You can answer support tickets. You can fix staging areas and continuous testing. You can fix unreliable tests and other test failures in shared systems. You can answer tech support and reply to shared inboxes. You can track down security bug bounty reports.
When you are focused on the code during off hours, you are able to focus on caring more about less, including focusing on resiliency which of course is also focusing on sustainability.
On Call Greatness Tip #5: Signal That you Value this Work (and Actually Value This Work)
Appreciation is one of if not the most important motivator in any work. If you are facilitating people waking up in the middle of the night to fix broken software, you better make sure they not only know their work is appreciated, but that what they are doing matters, to you, to the project, and to the clients.
As an on call manager, you must always remember that you are responsible for waking people up in the middle of the night. That’s why Majors argues the manager should take herself out of the rotation, not because she’s better than it, but because she’s then ready and able to jump in and help when needed. When a developer has been up all night dealing with broken software, the manager should be the one to say “Stay home,” and then cover for that person.
Finally, Majors reminded us that “a lot of these things do not require to be paged in the middle of the night, avoid that as much as possible.”
In an on call rotation, “You should not get paged unless the world is on fire.” — Charity Majors
She managing an on call rotation is all about modeling a compassionate company culture. And that sometimes just means applying common sense like never paging new parents: “You should not have more than one thing waking you up in the middle of the night.”

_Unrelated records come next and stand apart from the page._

Issue #498, opened 2025-03-23
Agent Name Not Updating in /agents


shige:
### Self Checks

- [x] This is only for bug report, if you would like to ask a question, please head to [Discussions](https://github.com/giselles-ai/giselle/discussions/categories/q-a).
- [x] I have searched for existing issues [search for existing issues](https://github.com/giselles-ai/giselle/issues), including closed ones.

### Cloud or Self Hosted

Cloud

### Version (only for Self Hosted)

9c0a8a350c6b1aa303de3a72f5fcf7fecae0fcb8

### Steps to reproduce

1.  Click "New Agent +".
2.  Navigate to `https://studio.giselles.ai/workspaces/wrks-YOURID` (replace `YOURID` with the actual workspace ID) and change the agent name.
3.  Navigate to `https://studio.giselles.ai/agents`.  The agent name is not updated and still shows the previous name.

https://github.com/user-attachments/assets/0e642dc1-0f5a-42e3-8885-49e0a289031c

### Expected Behavior

The agent name on the `/agents` page (Agent List) should reflect the changes made in the New Playground page (workspace edit page).  After changing the name in the workspace, the updated name should be displayed in the list.

### Actual Behavior

The agent name on the `/agents` page does not update and remains the old name after changing it on the workspace edit page.

### Additional Context

The issue occurs on the New Playground page.  The problem is specifically with the synchronization of the agent name between the workspace edit view and the agent list view.

kentaro-m:
I'll work on this.

kentaro-m:
The cause investigation and solution are as follows:

**Cause:**

When the Agent Name was changed in `/agents`, the Workspace storage was updated, but the `name` column in the `agent` table was not.

* [https://github.com/giselles-ai/giselle/blob/1ea9d6f606a17e932bee7d342477488ac5241321/packages/workflow-designer/src/react/workflow-designer-context.tsx#L151-L156](https://github.com/giselles-ai/giselle/blob/1ea9d6f606a17e932bee7d342477488ac5241321/packages/workflow-designer/src/react/workflow-designer-context.tsx#L151-L156)
[...]

PR #534, opened 2025-03-25
Apply agent name change to the /agents page when updated in the header.

kentaro-m:
## Summary

When updating the agent name from the new Playground header, the agent name is now reflected on the /agents page.
Please see the following video for detailed behavior.

https://github.com/user-attachments/assets/7eefba59-7753-4161-a131-fd290c630724

## Related Issue

https://github.com/giselles-ai/giselle/issues/498

## Changes

- Added a server action to update the agent name (name column of the agents table).
- Added a process to call the above server action in the new Playground header.

## Other Information

To prevent `internal-packages/workflow-designer-ui` from depending on Drizzle, the DB update process is now performed within `apps/studio.giselles.ai`.


internal-packages/workflow-designer-ui/src/header/component.tsx
```diff
@@ -28,6 +31,17 @@ export function Header({
 		setView(view === "editor" ? "viewer" : "editor");
 	};
 
+	const updateAgentName = (value?: string) => {
+		if (!value) {
+			return;
+		}
+
+		if (onEditableTextChange) {
```
satococoa: `updateName` should be called even if `onEditableTextChange` is not given.

internal-packages/workflow-designer-ui/src/header/component.tsx
```diff
@@ -18,8 +19,10 @@ import { SettingsPanel } from "../settings";
 
 export function Header({
 	action,
+	onEditableTextChange,
```
satococoa: I suggest renaming `onEditableTextChange` to `onWorkflowNameChange` to better reflect the domain concept. This makes the prop's purpose clearer by explicitly stating it handles workflow name changes.

internal-packages/workflow-designer-ui/src/header/component.tsx
```diff
@@ -28,6 +31,17 @@ export function Header({
 		setView(view === "editor" ? "viewer" : "editor");
 	};
 
+	const updateAgentName = (value?: string) => {
```
satococoa: I also suggest renaming `updateAgentName` to `updateWorkflowName` for consistency with the proposed `onWorkflowNameChange` prop. This creates a clearer naming pattern that reflects the component's actual purpose of editing workflow names rather than agent-related concepts.

- `Agent` is studio.giselles.ai domain specific concept.
- `Agent` is being renamed to `App` in studio.giselles.ai.
- The workflow-designer-ui package should use domain-agnostic terminology where possible.

satococoa (changes requested):
Thank you for your contribution!
I've added some comments, could you check them please?

internal-packages/workflow-designer-ui/src/header/component.tsx
kentaro-m: I fixed it. https://github.com/giselles-ai/giselle/pull/534/commits/d778de3a3e9e6dce7a59b1a4c7d02072013c4ab0

internal-packages/workflow-designer-ui/src/header/component.tsx
kentaro-m: Thanks for your suggestion.
I ranemed it. https://github.com/giselles-ai/giselle/pull/534/commits/1724e05dbf680015ef030891c09d475cd095305e https://github.com/giselles-ai/giselle/pull/534/commits/a8390a4aac82743bb572397cf53c2c3067517a72

internal-packages/workflow-designer-ui/src/header/component.tsx
kentaro-m: I understand the naming pattern and modified it with your suggestion. https://github.com/giselles-ai/giselle/pull/534/commits/1dcd6ff7630d5a3183c17f044f3c3ae4d697c72f

satococoa (approved):
great 👍  Thank you!

shige (approved):
Thank you! 🚀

Decide what you will support and what you will not, so pagers aren’t going off for anything more than what’s necessary.
As a manager of an on call team, get creative and try to implement small incentives, positive social pressure and team cohesion.
And believe in your team.
“Don’t be afraid to ask for hard things — people want to be asked to step up and do amazing things with you,” Majors said. “This way, your on call rotation, instead of being the sentence of death, it’s something you can look forward to.”